PR #12503, opened 2025-01-03
[DOC] Tweaks for Hash.new

BurdetteLamar:


hash.rb
```diff
@@ -1,39 +1,39 @@
+# :markup: markdown
```
peterzhu2118, line 1: Is there a reason why we're using markdown and not RDoc?

hash.rb
```diff
@@ -1,39 +1,39 @@
...
-  #   h = Hash.new {|hash, key| "Default value for #{key}" }
-  #   h.default # => nil
-  #   h.default_proc.class # => Proc
-  #   h[:nosuch] # => "Default value for nosuch"
-  #
-  # If both a block and a <tt>default_value</tt> are given, raises an +ArgumentError+
-  #
-  # If the optional keyword argument +capacity+ is given, the hash will be allocated
-  # with enough capacity to accommodate this many keys without having to be resized.
+  #   Hash.new(default_value = nil, capacity: 0) {|self, key| ... } -> new_hash
```
peterzhu2118, line 5: I think we still need two cases here, one without a block and with a `default_value`, and one with a block but without `default_value`.

hash.rb
BurdetteLamar: @st0012 believes (I think) that markdown is better going forward;  personally, I'm agnostic.  I'll be happy to switch if that's best.

@jeremyevans (and any other interested parties), should we say anything in the doc guide about choosing a markup format?

jeremyevans: I would prefer continuing to document in rdoc format, unless there are major benefits from using markdown for what is being documented.  If we do switch from rdoc to markdown, that will be done by a tool, with all changes being made at the same time.  After that point, we would write markdown.

st0012: Sorry that I think the confusion came from when @BurdetteLamar was rewriting IRB's documentation, I said my preference was Markdown. I didn't make it clear that it is only the case inside IRB based on the maintainers' preferences.

As for `ruby/ruby`, my personal opinion is:
-  For page documents, like contributing guides and maintainers list...etc., switching is beneficial as `.md` files are way easier to review on GH and/or preview locally through editor extensions. But there isn't any guideline on this yet AFAIK.
- For comment documentation, the benefit is less obvious as we review on the raw markup anyway. And in projects like `ruby/ruby`, keeping the markup consistent across API documentation is probably more beneficial for now.

BurdetteLamar: Restored to default markup (rdoc).

hash.rb
BurdetteLamar: Recast.

BurdetteLamar:
I think that `#[]`, `#default`, and `#default_proc` all need work to improve their cooperation, but will defer to next PRs.

hash.rb
```diff
@@ -1,39 +1,35 @@
...
-  # If both a block and a <tt>default_value</tt> are given, raises an +ArgumentError+
-  #
-  # If the optional keyword argument +capacity+ is given, the hash will be allocated
-  # with enough capacity to accommodate this many keys without having to be resized.
+  #   Hash.new(default_value = nil, capacity: 0)
+  #   Hash.new(capacity: 0) {|self, key| ... } -> new_hash
+  #
+  # Returns a new empty \Hash object;
+  # initializes the values of Hash#default and Hash#default_proc,
+  # which determine the value to be returned by method Hash::[] when the entry does not exist.
```
peterzhu2118, line 8: I think you mean the instance method `[]`, not class method.

```suggestion
  # which determine the value to be returned by method Hash#[] when the entry does not exist.
```

hash.rb
```diff
@@ -1,39 +1,35 @@
...
-  #   h = Hash.new {|hash, key| "Default value for #{key}" }
-  #   h.default # => nil
-  #   h.default_proc.class # => Proc
-  #   h[:nosuch] # => "Default value for nosuch"
-  #
-  # If both a block and a <tt>default_value</tt> are given, raises an +ArgumentError+
-  #
-  # If the optional keyword argument +capacity+ is given, the hash will be allocated
-  # with enough capacity to accommodate this many keys without having to be resized.
+  #   Hash.new(default_value = nil, capacity: 0)
```
jeremyevans, line 3:
```suggestion
  #   Hash.new(default_value = nil, capacity: 0) -> new_hash
```

hash.rb
```diff
@@ -1,39 +1,35 @@
...
+  #   Hash.new(capacity: 0) {|self, key| ... } -> new_hash
+  #
+  # Returns a new empty \Hash object;
+  # initializes the values of Hash#default and Hash#default_proc,
```
jeremyevans, line 7:
```suggestion
  # Returns a new empty \Hash object.
  # Initializes the values of Hash#default and Hash#default_proc,
```

hash.rb
```diff
@@ -1,39 +1,35 @@
...
+  # With a block given, initializes Hash#default to +nil+,
+  # and Hash#default_proc to a new Proc containing the block's code:
+  #
+  #   h = Hash.new {|hash, key| "Hash #{hash}: Default value for #{key}" }
+  #   h.default      # => nil
+  #   h.default_proc # => #<Proc:0x00000289b6fa7048 (irb):185>
+  #   h[:nosuch]     # => "Hash {}: Default value for nosuch"
+  #
+  # If optional keyword argument +capacity+ is given with a positive integer value +n+,
+  # initializes the hash with enough capacity to accommodate +n+ keys without resizing.
```
jeremyevans, line 28:
```suggestion
  # initializes the hash with enough capacity to accommodate +n+ entries without resizing.
```

hash.rb
```diff
@@ -1,39 +1,35 @@
...
+  #
+  # Raises ArgumentError if both +default_value+ and a block are given.
+  #
```
jeremyevans, line 31:
```suggestion
```

With the two given call-seqs, it's impossible to provide both a default value and a block, so I'm not sure we need to specify this.

hash.rb
```diff
@@ -1,39 +1,35 @@
...
+  # which determine the value to be returned by method Hash#[] when the entry does not exist.
+  #
+  # With no block given, initializes Hash#default to the given +default_value+,
+  # and Hash#default_proc to +nil+:
+  #
+  #   h = Hash.new        # => {}
+  #   h.default           # => nil
+  #   h.default_proc      # => nil
+  #   h = Hash.new(false) # => {}
+  #   h.default           # => false
```
jeremyevans, line 17:
```suggestion
  # By default, a hash has +nil+ values for both +default+ and +default_proc+:
  #
  #   h = Hash.new        # => {}
  #   h.default           # => nil
  #   h.default_proc      # => nil
  #
  # If the +default_value+ argument is provided, it sets the +default+ value for the hash:
  #
  #   h = Hash.new(false) # => {}
  #   h.default           # => false
  #   h.default_proc      # => nil
```

hash.rb
```diff
@@ -1,39 +1,35 @@
...
+  #
+  # With a block given, initializes Hash#default to +nil+,
+  # and Hash#default_proc to a new Proc containing the block's code:
```
jeremyevans, line 20:
```suggestion
  # If a block is given, it sets the +default_proc+ value:
```

jeremyevans (commented):
Looks good, but I have some minor wording change suggestions.

hash.rb
```diff
@@ -1,39 +1,35 @@
...
+  #   h.default      # => nil
+  #   h.default_proc # => #<Proc:0x00000289b6fa7048 (irb):185>
+  #   h[:nosuch]     # => "Hash {}: Default value for nosuch"
+  #
+  # If optional keyword argument +capacity+ is given with a positive integer value +n+,
+  # initializes the hash with enough capacity to accommodate +n+ keys without resizing.
+  #
+  # Raises ArgumentError if both +default_value+ and a block are given.
+  #
+  # See also [Methods for Creating a Hash](rdoc-ref:Hash@Methods+for+Creating+a+Hash).
```
st0012, line 32: We should use RDoc link syntax here:

```suggestion
  # See also {Methods for Creating a Hash}[rdoc-ref:Hash@Methods+for+Creating+a+Hash].
```

hash.rb
BurdetteLamar: @jeremyevans, my `Commit suggestion` button is grayed out (don't know why).  Can you force this last change?

hash.rb
```diff
@@ -1,39 +1,32 @@
...
   #
-  # Returns a new empty +Hash+ object.
+  # Returns a new empty \Hash object.
+  # Initializes the values of Hash#default and Hash#default_proc,
+  # which determine the value to be returned by method Hash#[] when the entry does not exist.
   #
-  # The initial default value and initial default proc for the new hash
-  # depend on which form above was used. See {Default Values}[rdoc-ref:Hash@Default+Values].
+  # With no block given, initializes Hash#default to the given +default_value+,
+  # and Hash#default_proc to +nil+:
```
jeremyevans, line 11:
```suggestion
  # By default, a hash has +nil+ values for both +default+ and +default_proc+:
  #
  #   h = Hash.new        # => {}
  #   h.default           # => nil
  #   h.default_proc      # => nil
```

hash.rb
```diff
@@ -1,39 +1,32 @@
...
-  # If neither an argument nor a block is given,
-  # initializes both the default value and the default proc to <tt>nil</tt>:
-  #   h = Hash.new
-  #   h.default # => nil
-  #   h.default_proc # => nil
+  #   h = Hash.new        # => {}
+  #   h.default           # => nil
+  #   h.default_proc      # => nil
+  #   h = Hash.new(false) # => {}
+  #   h.default           # => false
```
jeremyevans, line 17:
```suggestion
  # If the +default_value+ argument is provided, it sets the +default+ value for the hash:
  #
  #   h = Hash.new(false) # => {}
  #   h.default           # => false
  #   h.default_proc      # => nil
```

jeremyevans (commented):
GitHub doesn't allow applying suggestions if the code is outdated, and doesn't support suggestions covering deleted lines.  I split that suggestion into two.

st0012 (approved):
I think squashing commits for this PR will be great.

peterzhu2118 (approved):

PR #12505, opened 2025-01-03
Allow YJIT `mem-size` and `call-threshold` to be set at runtime via `YJIT.enable()`

annichai-stripe:
###  Summary

Allow the `mem-size` and `call-threshold` parameters for YJIT to be set at runtime via the `YJIT.enable` method.

### Motivation
Currently, YJIT's `mem-size` and `call-threshold` parameters can only be set through command-line options. There's no interface to configure these YJIT parameters when enabling YJIT at runtime.

At Stripe, our goal is to maximize the performance improvements brought by YJIT across our Ruby services. Each service has unique characteristics and resource constraints. We wish to 

- Fine-tune YJIT settings for each service without using command-line arguments, which can be difficult to manage in our codebase.
- Dynamically compute and adjust YJIT parameters based on service environment, traffic, and resources.
- More easily experiment with and optimize YJIT configurations across our service fleet.

### Changes

- Modified the `YJIT.enable` method in `yjit.rb` to accept two additional optional parameters: `mem_size` and `call_threshold`.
#####
▶ _Exercise aim_: Exactly how many lines of the listing above contain the string "markup"? Give no more than the number.

▶ _Written solution_: 4